Dataset entries:
PR #37736, opened 2026-06-22
fix(cli): apply --think filtering to workflow app outputs

lin-snow:
## Summary

The `--think` flag documents: *"Strips `<think>...</think>` blocks silently by default; with `--think`, thinking is printed to stderr."* This held for `chat` / `agent-chat` / `advanced-chat` / `completion` because the filter was wired to the `answer` field. **Workflow apps have no `answer`** — their output lives in `data.outputs` — so the flag was a silent no-op for them: `<think>` blocks leaked into stdout in both the streaming and non-streaming paths, and likewise on `resume app` for workflow-type apps.

This wires the existing think-filter into the workflow output path so the flag behaves consistently across **all** app modes, both commands (`run app` / `resume app`), both stream modes, and both `text` / `json` formats.

Resolves WTA-950.

### Behavior

| App mode | `--think` before | after (default) | after (`--think`) |
|---|---|---|---|
| chat / agent-chat / advanced-chat / completion | ✅ strips / routes | unchanged | unchanged |
| **workflow** — `run`, stream & non-stream | ❌ no-op, `<think>` leaks to stdout | `<think>` stripped silently | reasoning routed to stderr, stdout clean |
| **workflow** — `resume` | ❌ no-op | inherits fix | inherits fix |

```mermaid
flowchart LR
    O["workflow data.outputs"] --> F["filterThinkInOutputs(outputs, think)"]
    F -->|clean outputs| OUT["stdout"]
    F -.->|reasoning · only with --think| ERR["stderr"]
```

### What changed

- **`think-filter.ts`** — new `filterThinkInOutputs(outputs, showThink)`: strips `<think>` from top-level string fields of a workflow `outputs` object and collects the reasoning. Reuses the existing `extractThinkBlocks`.
- **`stream-handlers.ts`** — `WorkflowStreamPrinter` now receives the `think` flag and filters outputs in `onEnd` (live streaming).
- **`streaming-structured.ts`** — a workflow branch filters `data.outputs` before rendering (non-streaming + `--stream -o json`), mirroring the existing `answer` handling. Filtering happens before formatting, so `json` is cleaned too — consistent with how chat already strips `answer` in `json`.
- `renderWorkflow` and `resume/app/run.ts` are **unchanged**: the renderer receives already-clean outputs, and resume reuses the same strategy/printer, so both inherit the fix.

### Scope / follow-up

- Covers `tagged` reasoning (inline `<think>`), which is the default path.
- `separated`-mode reasoning over the new `reasoning_chunk` SSE event (depends on #37460) is a separate follow-up.
- Nested strings inside arrays/objects within `outputs` are intentionally not recursed.

## Tests

Added unit coverage for the helper, the streaming printer, and the structured path (incl. a `workflow-think` mock scenario). `pnpm test`, `pnpm type-check`, and `pnpm lint` are all green in `cli/`.

## Checklist

- [x] I ran lint & type-check (`pnpm lint && pnpm type-check && pnpm test` in `cli/`) to appease the lint gods.

From Claude Code

### DIFF
--- a/cli/src/sys/io/think-filter.ts
+++ b/cli/src/sys/io/think-filter.ts
@@ -14,6 +14,28 @@ export function extractThinkBlocks(s: string): { clean: string, thinking: string
   return { clean, thinking: parts.join('\n---\n') }
 }
 
+// Workflow outputs carry their answer text in top-level string fields rather than
+// a single `answer`, so think filtering navigates the outputs object. Nested
+// strings (inside arrays/objects) are left untouched.
+export function filterThinkInOutputs(
+  outputs: Record<string, unknown>,
+  showThink: boolean,
+): { outputs: Record<string, unknown>, thinking: string } {
+  const thoughts: string[] = []
+  const clean: Record<string, unknown> = {}
+  for (const [key, value] of Object.entries(outputs)) {
+    if (typeof value !== 'string') {
+      clean[key] = value
+      continue
+    }
+    const extracted = extractThinkBlocks(value)
+    clean[key] = extracted.clean
+    if (showThink && extracted.thinking !== '')
+      thoughts.push(extracted.thinking)
+  }
+  return { outputs: clean, thinking: thoughts.join('\n---\n') }
+}
+
 function splitAtPotentialTag(s: string, tag: string): [string, string] {
   const maxHold = tag.length - 1
   for (let len = Math.min(maxHold, s.length); len > 0; len--) {
--- a/cli/src/commands/run/app/_strategies/streaming-structured.ts
+++ b/cli/src/commands/run/app/_strategies/streaming-structured.ts
@@ -1,14 +1,14 @@
 import type { RunContext, RunStrategy } from './index'
 import type { SseEvent } from '@/http/sse'
 import { buildRunBody } from '@/api/app-run'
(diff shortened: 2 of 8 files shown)


cli/src/sys/io/think-filter.ts
```diff
@@ -14,6 +14,28 @@ export function extractThinkBlocks(s: string): { clean: string, thinking: string
...
+// Workflow outputs carry their answer text in top-level string fields rather than
+// a single `answer`, so think filtering navigates the outputs object. Nested
+// strings (inside arrays/objects) are left untouched.
+export function filterThinkInOutputs(
+  outputs: Record<string, unknown>,
+  showThink: boolean,
+): { outputs: Record<string, unknown>, thinking: string } {
+  const thoughts: string[] = []
+  const clean: Record<string, unknown> = {}
+  for (const [key, value] of Object.entries(outputs)) {
```
GareArc, line 26: Could outputs ever be an array here? cuz this will turn array into plain object.

lin-snow: Good catch. In practice data.outputs is always a variable-name→value object, never an array — but the guard used typeof raw === 'object', which doesn't exclude arrays, so a stray array would have been reshaped into a plain object. Hardened both call sites with !Array.isArray(raw) so arrays pass through untouched, and added a test.

GareArc (approved):
lgtm

PR #37738, opened 2026-06-22
fix(api): split resource-maintainers migration; batch the backfill

### LINKED ISSUE #37706: [api] Migration a7c4e9d2f681 runs unbatched UPDATE on apps/datasets hot tables and blocks writes for the full backfill duration

## Dify version

Current `main` (commit `3a3ad6ad7c`); migration head `a7c4e9d2f681`.

## Cloud or Self Hosted

- [ ] Cloud
- [x] Self Hosted (Docker)
- [x] Self Hosted (Source)

(Reproducible on any PG-backed deployment that runs this migration against a non-trivial dataset; the operational impact grows with row counts.)

## Steps to reproduce

1. Apply the Alembic migration `2026_06_15_1200-a7c4e9d2f681_add_resource_maintainers.py` against a PostgreSQL database where the `apps` and `datasets` tables already contain rows (typical SaaS tenant scale, e.g. 1 M+ rows in `apps`).
2. While the migration is running, observe `pg_stat_activity` and `pg_locks` from a separate session.
3. From the application, perform any concurrent write against `apps` or `datasets` (e.g. `POST /console/api/apps` or `POST /console/api/datasets`).

The relevant code is at `api/migrations/versions/2026_06_15_1200-a7c4e9d2f681_add_resource_maintainers.py` lines 30-31:

```python
op.execute(sa.text("UPDATE apps SET maintainer = created_by WHERE maintainer IS NULL"))
op.execute(sa.text("UPDATE datasets SET maintainer = created_by WHERE maintainer IS NULL"))
```

Both `UPDATE` statements run with no `LIMIT`, no id-range batching, and no intermediate commits. On PostgreSQL this acquires a row lock per updated row for the entire backfill duration.

## Expected Behavior

- The backfill completes within a bounded wall-clock window, proportional to per-batch size rather than to total table size.
- Concurrent application reads/writes against `apps` and `datasets` remain responsive throughout.
- Each batch commits independently so a failure in the middle of the backfill can be resumed from a known id range rather than re-running the entire migration.

## Actual Behavior

- The single `UPDATE apps ...` and `UPDATE datasets ...` hold row locks for the full backfill duration. Concurrent `INSERT` / `UPDATE` / `DELETE` against either table blocks behind the row lock, producing 504 / timeout errors on the application path.
- A failure in the middle of one `UPDATE` leaves the table in a partially backfilled state. The `WHERE maintainer IS NULL` clause still matches the remaining rows, so correctness is preserved on re-run, but the write-stall is unavoidable on large tenants and the migration is not restartable from a known checkpoint.

The `apps` and `datasets` tables are the hottest domain tables in Dify, touched on virtually every application and dataset API call. Blocking writes against them is operationally untenable on multi-tenant deployments.

## Suggested fix

Split the schema change from the data backfill, and batch the backfill in id ranges:

1. **Migration A** (this revision, split): add the nullable `maintainer` column and its `(tenant_id, maintainer)` index. Use `postgresql_concurrently=True` inside `op.get_context().autocommit_block()` for the index; provide a MySQL fallback without the keyword.
2. **Migration B** (separate revision): backfill in id-range batches with explicit commits between batches; each step independently restartable from the last successful batch id.
3. **Migration C** (later, after the feature is GA): add `NOT NULL` and drop the default in a third revision, gated on a feature flag.

The sibling migration `4474872b0ee6` in this codebase already demonstrates the established `autocommit_block + postgresql_concurrently=True` pattern that should be applied to the new index here.

AlexMultiAgent:
## Summary

Two changes that together address the operational impact of running migration `a7c4e9d2f681` on populated `apps` and `datasets` tables:

1. The composite index creation in `a7c4e9d2f681` now uses `autocommit_block` + `postgresql_concurrently=True` on PostgreSQL, so the two `(tenant_id, maintainer)` indexes are built without taking a `SHARE` lock on the hot tables. Mirrors the pattern in migrations `4474872b0ee6` and `6b5f9f8b1a2c`. `downgrade()` matches with a `CONCURRENTLY` drop.
2. The data backfill is split out into a new revision (`b7c8d9e0f1a2`) and rewritten to scan in id-range batches, with each batch running as its own transaction via `autocommit_block`. Row locks are released between batches instead of being held for the entire backfill. The `WHERE maintainer IS NULL` filter keeps the migration idempotent and restartable from the last committed id range on partial failure.

## Changes

- `api/migrations/versions/2026_06_15_1200-a7c4e9d2f681_add_resource_maintainers.py`
  - Add `_is_pg(conn)` helper.
  - Move the two `create_index` calls out of `batch_alter_table` and into `op.get_context().autocommit_block()` with `postgresql_concurrently=True` on PG; MySQL fallback preserved.
  - Remove the two unbatched `UPDATE ... SET maintainer = created_by WHERE maintainer IS NULL` statements (moved to the new revision below).
  - `downgrade()`: drop the indexes via `autocommit_block` + `postgresql_concurrently=True` on PG before dropping the columns.
- `api/migrations/versions/2026_06_22_0900-b7c8d9e0f1a2_backfill_resource_maintainers.py` (new)
  - `revision = b7c8d9e0f1a2`, `down_revision = 4f7b2c8d9a10` (current linear head — no branch introduced; verified via static graph analysis).
  - Idempotent batched UPDATE for `apps` and `datasets`; batch size 10_000 id range per iteration.
  - Reversible: `downgrade()` clears `maintainer` for rows that were backfilled by this migration, batched identically.

## Test plan

- [x] 2 files changed, 141 insertions(+), 6 deletions(-)
- [x] Python syntax OK on both files (UTF-8 safe)
- [x] Module imports cleanly; `revision`, `down_revision`, `upgrade`, `downgrade` all present
- [x] Migration graph remains linear with exactly one head (`b7c8d9e0f1a2`)
- [x] No other migration references `b7c8d9e0f1a2` as parent (verified)
- [x] Follows the established `autocommit_block + postgresql_concurrently=True` pattern from `4474872b0ee6` and `6b5f9f8b1a2c`

Fixes #37706

### DIFF
--- a/api/migrations/versions/2026_06_15_1200-a7c4e9d2f681_add_resource_maintainers.py
+++ b/api/migrations/versions/2026_06_15_1200-a7c4e9d2f681_add_resource_maintainers.py
@@ -18,24 +18,69 @@ branch_labels = None
 depends_on = None
 
 
+def _is_pg(conn) -> bool:
+    return conn.dialect.name == "postgresql"
+
+
 def upgrade() -> None:
     with op.batch_alter_table("apps", schema=None) as batch_op:
         batch_op.add_column(sa.Column("maintainer", models.types.StringUUID(), nullable=True))
-        batch_op.create_index("app_tenant_maintainer_idx", ["tenant_id", "maintainer"], unique=False)
 
     with op.batch_alter_table("datasets", schema=None) as batch_op:
         batch_op.add_column(sa.Column("maintainer", models.types.StringUUID(), nullable=True))
-        batch_op.create_index("dataset_tenant_maintainer_idx", ["tenant_id", "maintainer"], unique=False)
 
-    op.execute(sa.text("UPDATE apps SET maintainer = created_by WHERE maintainer IS NULL"))
-    op.execute(sa.text("UPDATE datasets SET maintainer = created_by WHERE maintainer IS NULL"))
+    # `CREATE INDEX CONCURRENTLY` cannot run within a transaction; wrap it in
+    # `autocommit_block` on PostgreSQL so the composite indexes are built
+    # without blocking concurrent INSERT/UPDATE/DELETE on the hot `apps` and
+    # `datasets` tables. The data backfill itself is split into a separate
+    # revision (b7c8d9e0f1a2) so it can run in id-range batches with explicit
+    # commits between batches, instead of holding row locks for the full
+    # backfill duration. See migration 4474872b0ee6 for the established
+    # concurrent-index pattern.
+    conn = op.get_bind()
+    if _is_pg(conn):
+        with op.get_context().autocommit_block():
+            op.create_index(
+                op.f("app_tenant_maintainer_idx"),
+                "apps",
+                ["tenant_id", "maintainer"],
+                unique=False,
+                postgresql_concurrently=True,
+            )
+            op.create_index(
+                op.f("dataset_tenant_maintainer_idx"),
+                "datasets",
+                ["tenant_id", "maintainer"],
+                unique=False,
+                postgresql_concurrently=True,
+            )
+    else:
+        op.create_index(
+            op.f("app_tenant_maintainer_idx"),
+            "apps",
+            ["tenant_id", "maintainer"],
+            unique=False,
+        )
+        op.create_index(
+            op.f("dataset_tenant_maintainer_idx"),
+            "datasets",
+            ["tenant_id", "maintainer"],
+            unique=False,
+        )
 
 
 def downgrade() -> None:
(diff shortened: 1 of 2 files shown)


AlexMultiAgent:
Closing. Editing already-shipped migration a7c4e9d2f681 (dated 2026-06-15) to switch the backfill to batched is an alembic anti-pattern — production databases that already ran the original `UPDATE apps SET maintainer = created_by` won't re-run the new code. If the synchronous backfill is still a problem on large tables, the right approach is a follow-up migration that batches the remaining work. Happy to open that separately.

**Task prompt:** Show the lines from the data above that contain the string "pnpm".

**Result for this task:**
Added unit coverage for the helper, the streaming printer, and the structured path (incl. a `workflow-think` mock scenario). `pnpm test`, `pnpm type-check`, and `pnpm lint` are all green in `cli/`.
- [x] I ran lint & type-check (`pnpm lint && pnpm type-check && pnpm test` in `cli/`) to appease the lint gods.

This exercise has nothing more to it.